# Cable tip protection: what do you use?



## sasquatch rides a SS (Dec 27, 2010)

I used to solder the tips of my cables, but lately I've just been too lazy to do that and I don't know how well it would work (if at all) on my teflon coated cables. So I'm just using standard crimp-on alloy tips (ano'd though  ). Hate how they can fray the cable tip after removed, but they work, and usually the only time I have them off is to replace a cable anyway. I've also heard of people super gluing their cable tips, which interests me because it's easier than soldering and will work on teflon coated cables.

What do you guys do to keep your cables from fraying?


----------



## Wishful Tomcat (Mar 6, 2009)

I've used old spoke nipples, the alloy ones are exceptionally easy to crimp.


----------



## dlennard (Jun 22, 2011)

I use heat shrink tubing and you can slide it on and off if needed.


----------



## What&son (Jan 13, 2004)

I use the standard alloy tips that come with the cable sets or that I get at the LBS. I just don´t crimp them too hard so the cable doesn´t get frayed.
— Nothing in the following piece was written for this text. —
PR #551, opened 2020-04-03
[ENH] Add advanced model for hpi fit

RDoerfel:
This PR adds an advanced model for the sinoides by adding line frequency and harmonics, linear componend and DC componend . This is implemented as extra mode, so you have to choose it when initializing the constructor. Per default, the fast and basic model is used.

### DIFF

If that happens anyway, I always leave enough cable so I can re-cut for fresh ends if needed.


----------



## kwarwick (Jun 12, 2004)

dlennard said:


> I use heat shrink tubing and you can slide it on and off if needed.


+1

I use a hair dryer to shrink the tubing since I don't have a proper heat gun... works fine, just takes longer.


----------



## DennisF (Nov 4, 2011)

I have used epoxy.


----------



## patineto (Oct 28, 2005)

At my own shop we used to cut them with a Oxi-torch, they got cut and also "cauterize" at the same time with out the need for cable ends.


----------



## eggdog (Nov 17, 2010)

super glue and cable end


----------



## MiWolverine (Jun 15, 2009)

Duct tape, paper clip, chewing tobacco, Iguana spit and a skewered snail. Works like a charm.

I have used solder, shrink tube and the crimps and they all work.


----------



## bvibert (Mar 30, 2006)

dlennard said:


> I use heat shrink tubing and you can slide it on and off if needed.


I've done that too. The only problem I had is that it came off while riding pretty easily. Maybe I needed smaller heat shrink?


----------



## GTscoob (Apr 27, 2009)

Normally just use standard cable ends but have also used super glue on a few bikes.


----------



## irv_usc (Mar 16, 2011)

kwarwick said:


> +1
> 
> I use a hair dryer to shrink the tubing since I don't have a proper heat gun... works fine, just takes longer.


you can also use a lighter.


----------



## thomllama (Oct 3, 2007)

super glue is all I use these days.. if it's good and thin (not the gel type) it'll wick right in the end. I actually just had a trail snake twist the crap out of my derailleur and wasted the cable.. went into my box of scraps and pulled out an old cable and a small piece of housing.. it was nice to have the cable not un twist when threading thru the housings... no cutting, crimping or other issues.

I actually find the area the clamp hits now and throw some on there,.. helps keep it from squishing out.. kinda drip it on then take a rag and rub it up and down a few inches above and below the clamp area.. works like a charm!


----------



## customfab (Jun 8, 2008)

I use the alloy end crimps and smash them flat with my Knipex adjustable pliers. They tend to stay put as long as the cable lasts. Maybe it's just me but If I'm taking them off their next stop is the stainless scrap bin.


----------



## thomllama (Oct 3, 2007)

customfab said:


> I use the alloy end crimps and smash them flat with my Knipex adjustable pliers. They tend to stay put as long as the cable lasts. Maybe it's just me but If I'm taking them off their next stop is the stainless scrap bin.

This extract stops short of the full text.